Returns number of atoms.

numConfs(gen=None)

Returns the number of conformers.

Parameters:gen (int) – Generation number.
numCoordsets()

Returns number of conformations.

numGenerations()

Returns the number of generations.

numSelected()

Returns number of selected atoms. Number of all atoms will be returned if a selection is not made. A subset of atoms can be selected by passing a selection to setAtoms().

select(selection)

Selects columns corresponding to a part of the atoms.

setAtoms(atoms, pH=7.0)

Sets atoms.

Parameters:
  • atomsatoms parsed by parsePDB
  • pH (float) – pH based on which to select protonation states for adding missing hydrogens, default is 7.0.
setCoords(coords)

Set coords as the ensemble reference coordinate set. coords may be an array with suitable data type, shape, and dimensionality, or an object with getCoords() method.

setData(label, data)

Store atomic data under label, which must:

  • start with a letter
  • contain only alphanumeric characters and underscore
  • not be a reserved word (see listReservedWords())

data must be a list() or a ndarray and its length must be equal to the number of atoms. If the dimension of the data array is 1, i.e. data.ndim==1, label may be used to make atom selections, e.g. "label 1 to 10" or "label C1 C2". Note that, if data with label is present, it will be overwritten.

setTitle(title)

Set title.

Parameters:title (str) – Title of the ClustENM object.
setWeights(weights)

Set atomic weights.

superpose(**kwargs)

Superpose the ensemble onto the reference coordinates.

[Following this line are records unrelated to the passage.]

PR #1135, opened 2024-11-05
Find the path to the certificate bundle in runtime

moratom:
The change makes the compiled library work on
different distributions, even if the path to the
certificate bundle in runtime is different compared to the path where it was during compilation.

This can be useful when the compilation is done on a manylinux Docker image which is based on CentOS, but the compiled library/binaries are used on
Ubuntu or Debian.

Related issue: https://github.com/curl/curl/issues/11411

Maintainers of CURL were not interested in mainlining this, so I understand if this is not suitable for the default behavior, but it would be nice to be able to at least optionally turn that on in runtime.

### DIFF
--- a/cpr/session.cpp
+++ b/cpr/session.cpp
@@ -5,6 +5,7 @@
 #include <cstdint>
 #include <cstdlib>
 #include <cstring>
+#include <filesystem>
 #include <fstream>
 #include <iostream>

Parameters:ref (int) – index of the reference coordinate. If None, the average coordinate will be assumed as the reference. Default is None
writePDB(filename=None, single=True, **kwargs)

Write conformers in PDB format to a file.

Parameters:
  • filename (str) – The name of the file. If it is None (default), the title of the ClustENM will be used.
  • single (bool) – If it is True (default), then the conformers will be saved into a single PDB file with each conformer as a model. Otherwise, a directory will be created with the filename, and each conformer will be saved as a separate PDB file.
writePDBFixed()

Write the fixed (initial) structure to a pdb file.

writeParameters(filename=None)

Write the parameters defined to a text file.

Parameters:filename (str) – The name of the file. If it is None (default), the title of the ClustENM will be used.